While catching up on some email today, I came across an confluence in my inbox. First, I catch the following Computerworld headline in a technology industry email newsletter:
A few email later, I run across a humor email (that I’m sure everyone has seen by now) that discusses derivative market explained for laymen. It starts off:
Heidi is the proprietor of a bar in Detroit. In order to increase sales, she decides to allow her loyal customers – most of whom are unemployed alcoholics – to drink now but pay later.
My first raction to Heidi’s business plan is ‘how acinine, she’ll never see any money by loaning drinks to alcholics.’ By now we all know the rest of the story about the derivative markets, banks kept giving Heidi loans based on her debt assets only to never see their money come back.
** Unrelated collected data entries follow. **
PR #71859, opened 2026-07-17
fix(tasks): only fire PR babysitting follow-up when the PR is actionable

VojtechBartos:
## Problem

The PR babysitting loop (CI follow-up) wakes the agent on any PR fingerprint change - including the first poll after the PR opens and pending-to-passing transitions. Each pointless wake-up posts a full "everything is green, nothing to fix" summary into the originating Slack thread and burns one of the 3 CI repetitions. Meanwhile review comments were never a wake-up signal at all, so bot findings and human inline feedback were only addressed if a CI transition happened to coincide. Context: [Slack thread](https://posthog.slack.com/archives/C09SK2PAGKF/p1784233097090179).

## Changes

- Dispatch a CI follow-up only when the changed PR state is actionable: failing CI or a changes-requested review. Green, pending, or check-less changes record the fingerprint silently.
- Key the fingerprint on the head SHA too (found by Greptile): without it, a new commit failing the same way as its predecessor hashed identically and the follow-up never re-fired after the agent's own failed fix attempt.
- Wake the agent when new unresolved review threads appear (suggested by Georgiy): the loop tracks the last-seen thread count and fires on increase, so resolving threads or the agent's own replies can't re-trigger it.
- Applied to both `process_task` and `task_management` via a shared `is_pr_actionable` predicate, gated with `workflow.patched` for replay determinism (gate lives in a shared `temporal/patches.py`).

Parameterized decision tests for both workflow copies (fire on failing/changes-requested/new feedback, quiet skip on green/pending/thread-resolve) plus a fingerprint case pinning the repeated-failure scenario - catches a regression back to fire-on-any-change, SHA-less hashing, or comment-blind polling, which no existing test did. Ran the affected suites locally: 83 passed. The Temporal time-skipping e2e tests run in CI only.

## 🤖 Agent context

And now we switch over to the alcholic users of the web 2.0, where everyone can get drunk for free off of their favorite services. So, will Twitter’s VCs and Investors ever see their investement dollars turn into the lucrative cash flow that Heidi’s bankers thought they had? Or will Twitter end up with some risk manager calling in the marker and cause the fall of the micro-blogging derivative markets?
Guess Twitter needs to determine which definition of business they want applied to them:
3. a person, partnership, or corporation engaged in commerce, manufacturing, or a service; profit-seeking enterprise or concern.
or will they keep focused on features and building more mass market appeal adding more noise to the signal until they reach
11. excrement: used as a euphemism.
Round and round we go…last call, drink up!